And with these kids, it was really similar. I was human with them. I laughed with them. We went to movies together, and we joked around and goofed off. It becomes almost this mode of therapy or social work when we’re sitting down for such a long time and we’re just sharing space together, and I’m just giving them the opportunity to just work out their feelings wherever those feelings go. I was never trying to decide what the narrative would be or decide what their story was. My goal was to let them figure it out and just listen and guide them along the way. That was really my process of all this: just reminding them that we’re two people sharing space, and then with that space, letting them use it for whatever they wanted to.

I wanted this book, at the end of the day, to feel like a reflection of them. I wanted it to feel like something they look back 20 years from now and they’re really proud of, rather than feeling like their voice was taken away again.

Stef: Actually, that goes straight into the next question that I have. One thing that I thought was really interesting is all the different approaches and different viewpoints the kids have about their identities, how they want to approach their identities in the future, and talk about their identities, and how they want to make the world a little bit better for other people who are like them. There are kids like Mykah, who seem kind of compelled to do that kind of work. And then on the other hand, we have kids like Clint and Kylie who are, as of right now, less attracted to doing that kind of stuff. And I liked that those stories were included in the book also. As a writer, you have a choice to include those parts or not. What were you hoping people might learn from all these disparate experiences and desires and from the differences in their stories?

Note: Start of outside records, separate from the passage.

PR #269, opened 2022-01-27
Flink Delta Sink - RowData partition computer

pkubit-g:
Changes contained in this PR:

- add partition computer for Flink's RowData type

### DIFF
--- a/flink-connector/src/main/java/io/delta/flink/sink/DeltaTablePartitionAssigner.java
+++ b/flink-connector/src/main/java/io/delta/flink/sink/DeltaTablePartitionAssigner.java
@@ -20,10 +20,15 @@ package io.delta.flink.sink;
 
 import java.io.Serializable;
 import java.util.LinkedHashMap;
+import java.util.List;
 
 import org.apache.flink.core.io.SimpleVersionedSerializer;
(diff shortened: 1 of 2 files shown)


flink-connector/src/main/java/io/delta/flink/sink/DeltaTablePartitionAssigner.java
```diff
@@ -82,11 +87,85 @@ public String toString() {
...
+
+    /**
+     * Implementation of {@link DeltaPartitionComputer} for stream which elements are instances of
+     * {@link RowData}.
+     * <p>
+     * This partition computer resolves partition values by extracting them from element's fields
+     * by provided partitions' names. This behaviour can be overridden by providing static values
+     * for partitions' fields.
+     */
+    public static class DeltaRowDataPartitionComputer implements DeltaPartitionComputer<RowData> {
```
scottsand-db, line 106: All the code LGTM .. but how is the user supposed to use this (it's a public, non-internal class)? Shouldn't our documentation also be updated to include an example of this.

pkubit-g: Of course it should. However the docs and example project are not merged yet so i will update/rebase PRs accordingly to whichever PR will go first to master branch.

PR #270, opened 2022-01-31
:arrow_up: Add Scala 2.13 test runs

cheleb:


allisonport-db:
Thanks for adding this! I realized we should wait to merge this until right before the next release (when there will be a 2.13 version to test.)

allisonport-db (approved):
LGTM

PR #271, opened 2022-02-02
Existing Power BI function wrapped into a custom connector.

pichlerpa:
This PR contains a read-to-use Power BI Custom Connector incorporating the existing function developed with the Power Query SDK in Visual Studio.


.gitignore
```diff
@@ -102,3 +102,6 @@ spark-warehouse/
 
 # For SBT
 .jvmopts
+
+# For VS
+/.vs
```
gbrueckl, line 107: please also add the obj and debug folders from VS to the ignore list

pichlerpa:
@gbrueckl done, new version available.

dennyglee:
Thanks very much for the update!

PR #274, opened 2022-02-04
Document tables created by other systems cannot be read by the Hive connector directly

zsxwing:


README.md
```diff
@@ -128,6 +128,9 @@ No. The connector **must** be used with Apache Hive. It doesn't work in other sy
 #### If I create a table using the connector in Hive, can I query it in Apache Spark or Presto?
 No. The table created by this connector in Hive cannot be read in any other systems right now. We recommend to create different tables in different systems but point to the same path. Although you need to use different table names to query the same Delta table, the underlying data will be shared by all of systems.
 
+#### If a table in the Hive Metastore is created by other systems such as Apache Spark or Presto, can I use this connector to query it in Hive?
+No. If a table in the Hive Metastore is created by other systems such as Apache Spark or Presto, Hive cannot find the correct connector to read it. You can follow our instruction to [create a new table](#create-a-hive-table) with a different table name but point to the same path in Hive. Although it's a different table name, the underlying data will be shared by all of systems. We recommend to create different tables in different systems but point to the same path.
```
scottsand-db, line 132: > We recommend to create different tables in different systems but point to the same path.

To be clear, we do not recommend to create a table using the Hive Connector? Or do you mean, "if a table was created by another system, **then** what we recommend is to create a table (different name) using Hive connector that points to that same path"?

If that's what you mean, I think we can delete the last sentence `We recommend to create different tables in different systems but point to the same path.`

zsxwing: The point is:

- If you want to query it in Spark, create the table in Spark and point it to the table path.
- If you want to query it in Presto, create the table in Presto and point it to the table path.
- If you want to query it in Hive, create the table in Hive and point it to the table path.

scottsand-db: sgtm

scottsand-db (approved):

PR #261, opened 2022-01-19
Update readme to point to delta.io for Delta Standalone

allisonport-db:
- merge after delta.io is deployed
- todo: delete the wiki page

PR #277, opened 2022-02-08
Fix hive assembly JAR name

allisonport-db:
Currently creates `hive-assembly-assembly_2.11-0.3.0.jar`

### DIFF
--- a/build.sbt
+++ b/build.sbt
@@ -179,7 +179,7 @@ lazy val hiveAssembly = (project in file("hive-assembly")) dependsOn(hive) setti
   skipReleaseSettings,
 
   assembly / logLevel := Level.Info,
-  assembly / assemblyJarName := s"${name.value}-assembly_${scalaBinaryVersion.value}-${version.value}.jar",
+  assembly / assemblyJarName := s"${name.value}_${scalaBinaryVersion.value}-${version.value}.jar",
   assembly / test := {},
   // Make the 'compile' invoke the 'assembly' task to generate the uber jar.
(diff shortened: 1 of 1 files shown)


scottsand-db:
Fixing the double `assembly` makes sense. But now we are prepending `delta-`, too. Shouldn't this PR be paired with a other PRs to update docs (e.g. README, delta.io website, etc)? And we try and merge them all around the same time ...

Let me know.

scottsand-db:
Or can we just keep it as `hive-` instead of `delta-hive-`

zsxwing:
Good catch. Did you fix the file names when uploading them to https://github.com/delta-io/connectors/releases/tag/v0.3.0 ?

zsxwing (approved):

allisonport-db:
What references in README, or delta.io website? It's currently `delta-hive-assembly` in the README, which is what it was previously.

#198 introduced `hiveAssembly` which changed the sbt command for generating the assembly JAR, and its name.
I already updated the README with the new sbt command in #261 but left the name since I meant to also update this.

allisonport-db:
> Good catch. Did you fix the file names manually when uploading them to https://github.com/delta-io/connectors/releases/tag/v0.3.0 ?

Yep, sorry meant to fix this sooner.

scottsand-db:
> It's currently delta-hive-assembly in the README, which is what it was previously.

Ok sweet, so this change is correct. just double checking :)

scottsand-db (approved):

PR #278, opened 2022-02-09
Flink Delta Sink - Docs Refactor 2

pkubit-g:


flink-connector/src/main/java/io/delta/flink/sink/DeltaSink.java
```diff
@@ -51,182 +35,60 @@
...
- * explicit which methods are directly copied from FileSink we use `FileSink-specific methods`
- * comment marker inside class files to decouple DeltaLake's specific code from parts borrowed
- * from FileSink.
  */
-public class DeltaSink<IN> implements Sink<IN, AbstractDeltaCommittable,
-                                              AbstractDeltaWriterBucketState,
-                                              AbstractDeltaGlobalCommittable>, Logging {
-
-    private final DeltaSinkBuilder<IN> sinkBuilder;
+public class DeltaSink<IN> extends DeltaSinkInternal<IN> {
```
scottsand-db, line 83: why does the public class extend the internal class?
shouldn't the internal class extend the public class?

pkubit-g:
@tdas @scottsand-db 
i have some interesting findings. 
I've done this second refactor as you wished but i forgot one important detail that in the main `DeltaSink` (and not its internal version) we would still have:
```
public class DeltaSink<IN> extends DeltaSinkInternal<IN>
```
which shouldn't work as we have tried it before.

However, i did forgot that fact and went through the refactor and ... realized that it's working. So i went further and removed all the abstract interfaces that we've created and ... it's still working and the docs are being generated. Not sure what exactly happened but the last time we've been trying it was before rebasing on master and from what i can see - in the second part of January (like in the last 2-3 weeks) there was some versions upgrades in the `connectors` repo (e,g, sbt major version upgrade, doc plugin upgrade etc) so this seems to have resolved our issues and the docs generation no longer fails when generating the docs even with some excluded classes in the method's or class's interface. 

Here's a dummy example (`DeltaWriterBucketState` comes from the excluded `internal` package):
Screenshot from 2022-02-10 16-13-30

So it seems that we went through all this abstract interfaces hell for nothing as all we needed was tools/versions upgrade :) 
But good it works now.
So please go again through the docses and let me know your remarks.

This is the current docs:
Screenshot from 2022-02-10 16-15-41

And the only disadvantage is this part:
```
public class DeltaSink<IN>
extends <any>
```
as seen here
Screenshot from 2022-02-10 16-16-35

but i believe that we can live with that ?

pkubit-g:
Also, there is another small downside - compilation during docs generation shows some errors (exactly where expected) but it doesn't influence the successfull generation of this docs.
Screenshot from 2022-02-10 16-55-28

flink-connector/src/main/java/io/delta/flink/sink/DeltaSinkBuilder.java
```diff
@@ -18,112 +18,56 @@
...
 import org.apache.flink.streaming.api.functions.sink.filesystem.OutputFileConfig;
 import org.apache.flink.streaming.api.functions.sink.filesystem.rollingpolicies.CheckpointRollingPolicy;
+import org.apache.flink.table.data.RowData;
 import org.apache.flink.table.types.logical.RowType;
 import org.apache.hadoop.conf.Configuration;
-import static org.apache.flink.util.Preconditions.checkNotNull;
 
 /**
  * A builder class for {@link DeltaSink}.
  * <p>
```
scottsand-db, line 37: Can you add: why would you use this builder class instead of using `DeltaSource.forRowData`?

flink-connector/src/main/java/io/delta/flink/sink/DeltaSink.java
```diff
@@ -51,182 +35,60 @@
  * Parquet format and commits those files to the {@link DeltaLog}. This sink achieves exactly-once
  * semantics for both {@code BATCH} and {@code STREAMING}.
  * <p>
+ * To create new instance of the sink for stream of {@link RowData}:
```
scottsand-db, line 38: Document that for most cases, users should user `DeltaSink.forRowData` instead of the builder, and why

flink-connector/src/main/java/io/delta/flink/sink/DeltaSinkBuilder.java
```diff
@@ -146,7 +90,34 @@ protected DeltaSinkBuilder(
         );
     }
 
-    protected DeltaSinkBuilder(
+    /**
+     * Creates instance of the builder for {@link DeltaSink}.
+     *
+     * @param basePath            path to a Delta table
+     * @param conf                Hadoop's conf object
+     * @param bucketCheckInterval interval for triggering {@link Sink.ProcessingTimeService} within
```
scottsand-db, line 98: seconds? milliseconds? unit

scottsand-db (approved):
LGTM. Left 2 minor comments.

scottsand-db:
[javaunidoc.zip](https://github.com/delta-io/connectors/files/8043278/javaunidoc.zip)

for commit 573270c2770874d35de12b109a1abf9ee0eb732b

flink-connector/src/main/java/io/delta/flink/sink/DeltaSinkBuilder.java
pkubit-g: added

flink-connector/src/main/java/io/delta/flink/sink/DeltaSink.java
pkubit-g: done

flink-connector/src/main/java/io/delta/flink/sink/DeltaSinkBuilder.java
pkubit-g: added

PR #289, opened 2022-03-07
Fix flink connector `publishM2` command

scottsand-db:
- `build/sbt flinkConnector/publishM2` command now works
- for some reason, when running `publishM2`, the javadocs generation seems to be using the values from `Compile / doc / javacOptions` instead of from `JavaUnidoc / unidoc / javacOptions`. Not sure why. `standalone` project doesn't have this issue
- nonetheless... the problem is now solved.


zsxwing (approved):

scottsand-db:
@pawel-kubit-cs can you verify on your end? after that I will merge.

pkubit-g:
@scottsand-db yes, it does work. Thank you !

pkubit-g:
@scottsand-db yes, it does work. Thank you !

PR #291, opened 2022-03-10
Flink Delta Sink - Update examples

pkubit-g:


examples/flink-example/src/main/java/io/delta/flink/example/sink/DeltaSinkExampleBase.java
```diff
@@ -13,19 +15,26 @@
 import org.apache.flink.table.types.logical.RowType;
 import org.apache.flink.table.types.logical.VarCharType;
 
-import java.io.File;
-import java.io.IOException;
-import java.util.Arrays;
-import java.util.Collections;
```
pkubit-g, line 19: sorry for that, but it wasn't properly formatted before (according to the project's style settings) so i'm correcting it now

examples/flink-example/src/main/java/io/delta/flink/example/sink/DeltaSinkExampleBase.java
```diff
@@ -13,19 +15,26 @@
...
+                   rootPath + "/src/main/resources/" + resourcesTableDir :
+                   rootPath + "/flink-example/src/main/resources/" + resourcesTableDir;
+    }
+
     static int PRINT_PAD_LENGTH = 4;
 
     public static final RowType ROW_TYPE = new RowType(Arrays.asList(
-            new RowType.RowField("f1", new VarCharType(VarCharType.MAX_LENGTH)),
-            new RowType.RowField("f2", new VarCharType(VarCharType.MAX_LENGTH)),
-            new RowType.RowField("f3", new IntType())
```
pkubit-g, line 28: sorry for that, but it wasn't properly formatted before (according to the project's style settings) so i'm correcting it now.

Same goes for all of the below

Issue #298, opened 2022-03-23
I was surprised to find parquet4s integration first, but than even more so how dated library is


MironAtHome:
Hey, if we are using Marcin Jakubowski's parquet4s for standalone parquet read / write IO, than why is it frozen at ancient version?
I think it's time to advance platform forward, since 2.3.0 is released more than a month ago and currently 2.4.0 is about to be completed.
@mjakubowski84

scottsand-db:
@MironAtHome - thanks for this issue. are you interested in doing that update + code changes?

vkorukanti:
This repo has been deprecated and the code is moved under `connectors` module in https://github.com/delta-io/delta repository. Please create the issue in repository https://github.com/delta-io/delta. See delta-io/connectors#556 for details.

PR #303, opened 2022-03-25
Update parquet4s library (Fix issue #298)

MironAtHome:
Update parquet4s library from 1.2.1 to 2.3.0


MironAtHome:
[parquet4s major library supporting delta DSW does not support Scala 2.11 since 2.3.0 version
It supports 2.12, 2.13 and 3.0

mjakubowski84:
Parquet4S depends on much newer version of Parquet. Delta DSW overrides it with a version 1.10.1 which is more than 3 years old: https://github.com/delta-io/connectors/blob/master/build.sbt#L46

standalone/src/main/scala/io/delta/standalone/internal/actions/MemoryOptimizedLogReplay.scala
```diff
@@ -56,7 +56,7 @@ private[internal] class MemoryOptimizedLogReplay(
           Some(new CustomJsonIterator(logStore.read(nextFile, hadoopConf)))
         } else if (nextFile.getName.endsWith(".parquet")) {
           val parquetIterable = ParquetReader.read[Parquet4sSingleActionWrapper](
-            nextFile.toString,
+            Parquet4sPath(nextFile.toString),
```
mjakubowski84, line 59: Redundant `toString`

MironAtHome:
> Parquet4S depends on much newer version of Parquet. Delta DSW overrides it with a version 1.10.1 which is more than 3 years old: https://github.com/delta-io/connectors/blob/master/build.sbt#L46

Updated to version matching parquet4s, 1.12.2
Similarly hadoop version leveled to 3.3.1
spark version 3.2.1

zsxwing:
@MironAtHome thanks for the contribution. As we need to support Flink, we have to support Scala 2.11 right now. Could you find a parquet4s version that still supports Scala 2.11? In addition, could you update the PR description to reflect the change in the PR, such as `Upgrade parquet4s to XXX`? You can refer to the original issue in the PR description using `Fixes #298`.

MironAtHome:
> Update parquet4s library from 1.2.1 to 2.3.0
I believe your ask "Upgrade parquet4s to XXX" is in the PR name
"Update parquet4s library from 1.2.1 to 2.3.0"
----
I can see logic in your request.
At the same time you have to see to the fact, that with introduction of Delta-DSW this is no longer sustainable in the format prior, since writing into Parquet using older edition of parquet4s involves difficulties, while writing through parquet-mr is incompatible with old version reading facilities.
So, bringing up version to 2.3.0 of parquet4s is the least that can be done to support move from Delta-DSR to Delta-DSW, while older edition can still be used to support Flink?
Now, if this is a hard ask, we can probably shade Flink or decouple it with its own version of parquet4s?
If you could please help me to split it out into its own project ( if it is not already ) I am happy to make it.

zsxwing:
> I believe your ask 'update the PR description to reflect the change in the PR' is in the PR's name 'update parquet4s version from 1.2.1 to 2.3.0'

Yep. I meant the title.

Take your time to work on the PR 😄

ckipp01:
Thanks for this pr! I actually just hit on this today as we would like to use this but hit on a version conflict due to `delta-standalone` using such an old version of `parquet4s-core` (1.2.1 vs 2.5.1). 

> As we need to support Flink, we have to support Scala 2.11 right now.

Just for context, if I'm not mistaken there is also 2.12 support for Flink, so why is support for 2.11 needed, especially seeing that 2.12.x was released in 2016, meaning that there was almost 6 full years for people to get off 2.11. I know much of the ecosystem has dropped support for 2.11 already, meaning that the pursuit to support 2.11 will continually become more and more challenging causing really old version of dependencies to have to stick around.

> @MironAtHome Any luck to find a version that supports Scala 2.11?

From looking around it seems that 1.9.4 is that last version that supported 2.11. It look like with the 2.0.x series they dropped support for 2.11 and introduced support for Scala 3.

scottsand-db:
@zsxwing we may eventually upgrade to flink 1.15 when we add SQL/Table API/Catalog support. But we don't plan on doing that soon (i.e. this month).

scottsand-db:
@zsxwing - edit, Table API support will use Flink 1.13.

scottsand-db:
As @ckipp01 wrote:
> From looking around it seems that 1.9.4 is that last version that supported 2.11.

@MironAtHome - can you change this PR to support parquet4s 1.9.4?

Nico: I think part of it’s my own frustration with representation politics, in a way. In that as queer people, I feel like we’re so often expected to speak on behalf of the entire community, or that your life becomes a microcosm for everybody. And I know personally, I just don’t want to live with that kind of responsibility. I don’t want to represent everybody; I want to represent myself. And it’s the same with these kids. I heard really early on from them in the process of writing this book that they didn’t want me to offer throughlines too much between the chapters. I asked them if they wanted me to draw these overarching narratives or say the ways in which they’re in common or make these explicit connections for the readers. Overwhelmingly, the kids said that they didn’t want that. They didn’t want to be told how they’re similar to each other or have their experience flattened. They wanted to just get to be themselves because, really, that’s what they’re fighting for. They’re fighting for the ability to have their own self-determined life, to have a childhood that’s on their own terms, and to get to be their own person. For these kids, that’s what we deny them. We say that they don’t have a right to be their own person. They don’t have a right to their own medical care. They don’t have a right to use the name they want to use or the pronouns they want to use or play on the sports team that they want to. It just feels like so much freedom and control is taken away from them. And that’s what they wanted with this book. They wanted that freedom and control back. So, I just gave that to them, and I tried really hard to just let all of the chapters stand alone. Rather than emphasizing the similarities between all these kids, I emphasized the differences.

I don’t think these kids should have to be the same as other people to have rights. If readers read this book and they really identify with these kids and they feel like these kids’ stories are their stories, that’s great, and I openly encourage that. But if readers read this book and they don’t identify with these kids at all, those people should still recognize these kids deserve equality anyway. They still get the opportunity to lead those lives.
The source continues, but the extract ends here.